Firekitten · 11/06/2022 17:23

I’m so sorry. I really hope you find a way to leave and someone who deserves you :(
I will speak to my counsellor, promise.

OP posts:
Firekitten · 11/06/2022 17:24

I’m really sorry to hear what is happening to you too. I hope you get out of this soon and can leave it behind you.

OP posts:
Firekitten · 13/06/2022 11:44

@SquirrelSoShiny I had a look at the symptoms of female adhd and I can see why there is so much overlay. There are so many similarities to bpd!
There are some differences to the way I am but I guess it’s just a general description of a condition. Thank you for sharing this with me

OP posts:
Firekitten · 14/06/2022 10:13

Thanks all. Things have gotten more complicated and I think I will need to involve my therapist more now.
Thanks for sharing your feedback and not criticising me as I had expected people to do :)

OP posts:
EmmaOvary · 14/06/2022 10:47

OP, I’m not going to say anything that hasn’t been said already but, in stark terms:
Everyone deserves to feel cherished in a relationship, always.

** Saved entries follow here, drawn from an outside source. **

PR #440, opened 2019-02-26
fix: Remove obsolete notifications

mazen-asef:
Local method is not being found without the <this>
identifier, so we use it.

https://phabricator.endlessm.com/T25246


mazen-asef:
When first merged it was working, but on a separate branch where I rebased it, it was not being able to find the function inside the class scope, for some reason.

mazen-asef:
@GeorgesStavracas Fixed the commit, thanks for the help :)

This person is not capable of love and does not love you.

it will only get worse.

Firekitten · 14/06/2022 13:45

Yes that’s the one consistent thing I hear. I had just hoped that 2 damaged people with some sense of reflection could make it work.
As I said maybe neither of us is supposed to be in a relationship..

OP posts:
Moretodo · 14/06/2022 15:44

I think you have to cultivate a good relationship with yourself first OP.

By the way, he's not friends with his ex.
She is supply and in his harem. He will have other supplies in various stages of procurement.

The behaviours are text book. At this stage I wouldn't go down the rabbit hole of learning about it, or trying to understand it.
Just try to get away.
Tell him you are not good enough for him and block him.
He will probably make it very difficult for you to extract yourself.
It's all an act. The mask is all he is and all he has.

Firekitten · 14/06/2022 19:01

:(
I’ll meet a friend at the weekend to talk about things. It’s just very sad and doesn’t send me to a good place.

OP posts:
Firekitten · 14/06/2022 20:00

I’ll try to distance myself a bit. He seems quite obsessed with work at the moment, so I’ll see if I can just give him some more space and focus on myself.
I wouldn’t be lying if I said I wasn’t good enough because I have plenty of flaws. But so does he.